NEW YORK (Reuters Health) – Lymphoma patients treated with B-cell-depleting anti-CD20 monoclonal antibodies, such as rituximab or obinutuzumab, may have worse outcomes from COVID-19 infection, according to a study from France.
“More than 20 years ago, anti-CD20 monoclonal antibodies were shown to improve survival among patients with B-cell non-Hodgkin lymphoma, the most frequent subtype of the disease. However, these treatments induce rapid B-cell depletion, which alters the generation of antibody responses to new pathogens, which may impact the clinical course of COVID-19,” Dr. Sylvain Lamure, with Centre Hospitalier Universitaire (CHU) Montpellier, said in a statement.
Dr. Lamure and colleagues evaluated the clinical course of 111 lymphoma patients hospitalized with severe COVID-19 in France, including 63 (57%) who had been treated with B-cell-depleting therapy in the year before COVID-19 hospitalization.

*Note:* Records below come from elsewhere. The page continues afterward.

PR #139, opened 2020-03-13
Request Account form - basic setup

TimCsaky:
# Description
supports: https://apps.nrs.gov.bc.ca/int/jira/browse/SHOWCASE-764

- new requestAccount view.
- new component for RequestForm
- new /requestAccount route
- updated nav links to this page
- basic unit test checking form renders

## Types of changes

## Checklist

## Further comments

Obviously a work in progress.
Some issues i need to figure out:
- the form doesnt seem to load when page is refreshed, only when reached via clicking on a link.
- i've added a global stylesheet, loaded via main.js. for discussion i assume
- needs to implement api service layer


bcgov-nr-csst:
SonarQube Analysis: https://sonarqube-k8vopl-tools.pathfinder.gov.bc.ca/dashboard?id=nr-get-token-pr-139

loneil:
@TimCsaky if you navigate to the home page (a brand new session) and then just click the Request Account nav link, it logs you in, but doesn't load the page properly.

app/frontend/src/assets/scss/style.scss
```diff
@@ -0,0 +1,35 @@
...
+.v-btn:hover {
+  text-decoration: underline;
+  opacity: 0.8;
+}
+
+.BC-Gov-PrimaryButton.light.v-btn {
+  background-color: #fff;
+  border: 2px solid #003366;
+  color: #003366 !important;
+}
```
jujaga: We need to have a discussion about how we want to standardize theming - I don't know if this file is the appropriate way to do it just yet.

app/frontend/src/components/base/BaseDialog.vue
```diff
@@ -0,0 +1,57 @@
+<template>
+  <v-dialog v-model="show" width="500">
```
jujaga: With a width of 500, have we tested this on very small screens to see if there's any potential overflow issues?

app/frontend/src/components/RequestForm.vue
```diff
@@ -0,0 +1,199 @@
...
+      comments: '',
+      errorOccurred: false,
+      fieldValidations: FieldValidations,
+      registrationDialog: false,
+      registerSuccess: false,
+      valid: false,
+      userInfo: {
+        emailAddress: Vue.prototype.$keycloak.tokenParsed.email,
+        idir:  Vue.prototype.$keycloak.tokenParsed.preferred_username,
+        name:  Vue.prototype.$keycloak.tokenParsed.name
```
jujaga: Extra space between : and Vue

Optional: Also may want to consider creating a "form" top level object and having all form field content reside under that object instead. It makes it easier to see at a glance what pieces of data are form content, and what other pieces are for visual state.

app/frontend/src/components/RequestForm.vue
```diff
@@ -0,0 +1,199 @@
...
+          <label>E-mail</label>
+          <v-text-field
+            readonly
+            hide-details="auto"
+            solo
+            dense
+            single-line
+            outlined
+            flat
+            :value="userInfo.emailAddress"
```
jujaga: Wondering if this should be bound as a v-model to the respective values instead of just value - even if the fields are read-only.

app/frontend/src/components/RequestForm.vue
```diff
@@ -0,0 +1,199 @@
...
+  </v-container>
+</template>
+
+<script>
+import Vue from 'vue';
+import { FieldValidations } from '@/utils/constants.js';
+
+export default {
+  name: 'RequestForm',
+  data: function() {
```
jujaga: Optional style: Could be `data() {` and would still be equivalent.

app/frontend/src/components/RequestForm.vue
```diff
@@ -0,0 +1,199 @@
...
+      valid: false,
+      userInfo: {
+        emailAddress: Vue.prototype.$keycloak.tokenParsed.email,
+        idir:  Vue.prototype.$keycloak.tokenParsed.preferred_username,
+        name:  Vue.prototype.$keycloak.tokenParsed.name
+      }
+    };
+  },
+  computed: {
+  },
```
jujaga: If this isn't being used, this shouldn't be here.

app/frontend/src/components/RequestForm.vue
```diff
@@ -0,0 +1,199 @@
...
+          v.length <= FieldValidations.ACRONYM_MAX_LENGTH ||
+          `Acronym must be ${FieldValidations.ACRONYM_MAX_LENGTH} characters or less`,
+        v =>
+          /^(?:[A-Z]{2,}[_]?)+[A-Z]{1,}$/g.test(v) ||
+          'Incorrect format. Hover over ? for details.'
+      ],
+      comments: '',
+      errorOccurred: false,
+      fieldValidations: FieldValidations,
+      registrationDialog: false,
```
jujaga: What is `registrationDialog` used for? All three references have it set to false but it appears like nothing is actually leveraging it?

app/frontend/src/components/RequestForm.vue
```diff
@@ -0,0 +1,199 @@
...
+          //   comments: this.comments,
+          //   from: this.userInfo.emailAddress,
+          //   idir: this.userInfo.idir
+          // });
+
+          if (response) {
+            this.registrationDialog = false;
+            this.registerSuccess = true;
+          } else {
+            this.errorOccurred = true;
```
jujaga: Two options here:
1) (Keep try-catch) just throw a new error so it cascades to Line 186 - don't need to duplicate "error cases" when they do the same thing
2) (Drop try-catch) Change to Promise.then.catch pattern and wrap as needed (the API service will be returning raw axios responses, which are promise based, so we can leverage that instead of having to use our own try catch)

app/frontend/src/components/RequestForm.vue
```diff
@@ -0,0 +1,199 @@
...
+        }
+      }
+    }
+  }
+};
+</script>
+
+<style scoped>
+.request-form {
+  max-width: 450px;
```
jujaga: Change this to rem/em units if possible/applicable.

app/frontend/src/components/base/BaseDialog.vue
```diff
@@ -0,0 +1,57 @@
...
+<script>
+import '@/assets/scss/style.scss';
+
+export default {
+  name: 'BaseDialog',
+  props: {
+    'show': Boolean
+  },
+  methods: {
+    closeDialog (){
```
jujaga: Use VSCode autoformatter to fix this `closeDialog() {`

app/frontend/src/components/base/BaseDialog.vue
```diff
@@ -0,0 +1,57 @@
...
+      this.$emit('close-dialog');
+    }
+  }
+};
+</script>
+
+<style scoped>
+.v-card__text {
+  display: flex !important;
+  padding: 20px;
```
jujaga: Use rem/em units if possible

app/frontend/src/components/base/BaseDialog.vue
```diff
@@ -0,0 +1,57 @@
...
+}
+.dialog-icon {
+  margin-right: 10px;
```
jujaga: Use rem/em units if possible

app/frontend/src/components/bcgov/BCGovFooter.vue
```diff
@@ -26,14 +26,13 @@ export default {
 
 <style scoped>
 .gov-footer.v-footer {
-  bottom: 0;
+  flex-shrink: 0;
```
jujaga: This should be under border-top (alphabetical ordering)

app/frontend/src/router/index.js
```diff
@@ -40,6 +40,14 @@ const router = new VueRouter({
       },
       props: true
     },
+    {
+      path: '/apps/requestAccount',
```
jujaga: This should just be `/requestAccount`. This isn't part of apps flow.

app/frontend/src/utils/constants.js
```diff
@@ -0,0 +1,9 @@
+export const FieldValidations = Object.freeze({
+  ACRONYM_MAX_LENGTH: 30,
+  ACRONYM_MIN_LENGTH: 3,
+  NAME_MAX_LENGTH: 120,
```
jujaga: Let's have this value be in alphabetical order

app/frontend/src/views/RequestAccount.vue
```diff
@@ -0,0 +1,17 @@
+<template>
+  <v-container>
+    <BaseSecure>Request Account</BaseSecure>
+    <RequestForm />
```
jujaga: BaseSecure needs to wrap everything - the way it is right now you can get content leakage. This may be related to the comment from @loneil 
```
<BaseSecure>
  <div>Request Account</div>
  <RequestForm />
</BaseSecure>
```

app/frontend/src/assets/scss/style.scss
TimCsaky: agreed. but i'm struggling to find a better way right now.

app/frontend/src/components/base/BaseDialog.vue
TimCsaky: good idea. this should be max-width="500"

app/frontend/src/components/RequestForm.vue
TimCsaky: yeah sounds like a good idea

app/frontend/src/components/bcgov/BCGovFooter.vue
TimCsaky: i'm trying this

app/frontend/src/components/RequestForm.vue
TimCsaky: oh yes. cheers

app/frontend/src/router/index.js
TimCsaky: good idea

app/frontend/src/views/RequestAccount.vue
TimCsaky: that was the reason. thanks!

app/frontend/src/components/RequestForm.vue
TimCsaky: done

app/frontend/src/components/RequestForm.vue
TimCsaky: good catch. before the form was in a dialog box

app/frontend/src/components/RequestForm.vue
TimCsaky: ok. i think i have it corrected

app/frontend/src/components/base/BaseDialog.vue
TimCsaky: done

app/frontend/src/assets/scss/style.scss
TimCsaky: i've created a separate jira ticket to work on this.

app/frontend/src/assets/scss/style.scss
```diff
@@ -0,0 +1,35 @@
...
+body > .v-content {
+  flex: 1 0 auto;
+}
+
+.BC-Gov-PrimaryButton.v-btn {
+  background-color: #003366;
+  border: none;
+  border-radius: 4px;
+  color: white !important;
```
loneil: Would be best to stay away from !important as much as possible (though Vuetify can make that tricky).
We can re-assess when we make some theming decisions

TimCsaky: ok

One month after admission for COVID-19, 24 patients had died, 55 had been discharged, 31 remained in the hospital and one was later rehospitalized for COVID-19 recurrence. Thirty-two patients (29%) suffered persistent ongoing severe symptoms requiring hospital care for more than 30 days.
During a median follow-up of 191 days (range, 3 to 260 days), the six-month overall survival rate was 69%.
In multivariate analysis adjusting for age and other factors, patients who were treated with B-cell-depleting therapies within 12 months before COVID-19 hospital admission were at increased risk for a prolonged hospital stay (>30 days, hazard ratio, 1.97; 95% confidence interval: 1.24 to 3.13; P=0.004) and death (HR 2.13; 95% CI: 1.03-4.44; P=0.043).
“Administration of anti-CD20 therapy within the last 12 months was one of the main risk factors for longer in-hospital stay and death from COVID-19,” said Dr. Lamure in reporting the findings at the American Association for Cancer Research (AACR) virtual COVID-19 and Cancer meeting.
Age over 70 and relapsed/refractory lymphoma were also significantly associated with worse survival and prolonged hospital stay, he noted.
These findings may help guide the management of lymphoma patients during the COVID-19 pandemic, Dr. Lamure said.
Related research presented at the AACR COVID-19 and Cancer meeting found no increased risk for SARS-CoV-2 infection in cancer patients receiving chemotherapy.
“Given the concern that patients with cancer are at increased risk for COVID-19, there have been widespread changes to the practice of clinical oncology since the start of the pandemic last year,” Dr. Monica Chen of Columbia University Vagelos College of Physicians and Surgeons and NewYork-Presbyterian Hospital in New York City, said in a statement.
Among 1,1740 cancer patients tested for SARS-CoV-2 between March 1 and June 2, 2020, 317 (27%) tested positive.
About 27% of these patients had a recent cancer diagnosis, 56.7% had active disease and were on active cancer treatment within the past year.
However, neither a recent cancer diagnosis nor active disease/treatment were associated with a positive SARS-CoV-2 test. In fact, cancer patients on active treatment were less likely to test positive (odds ratio 0.65, 95% confidence interval: 0.44 to 0.95), Dr. Chen reported.
“We found that patients on active treatment, including chemotherapy, were not at increased risk for COVID-19, and surprisingly, they were less likely to test positive for COVID-19 than those not on treatment,” Dr. Chen said in the statement.
“Our study shows that with proper precautions in the clinical setting, disruptions in lifesaving cancer treatment should be minimized during the COVID-19 pandemic,” Dr. Chen added.
However, consistent with prior studies, cancer patients with COVID-19 had higher death rates than COVID-free peers (28.4% vs. 8.3%, P<0.001).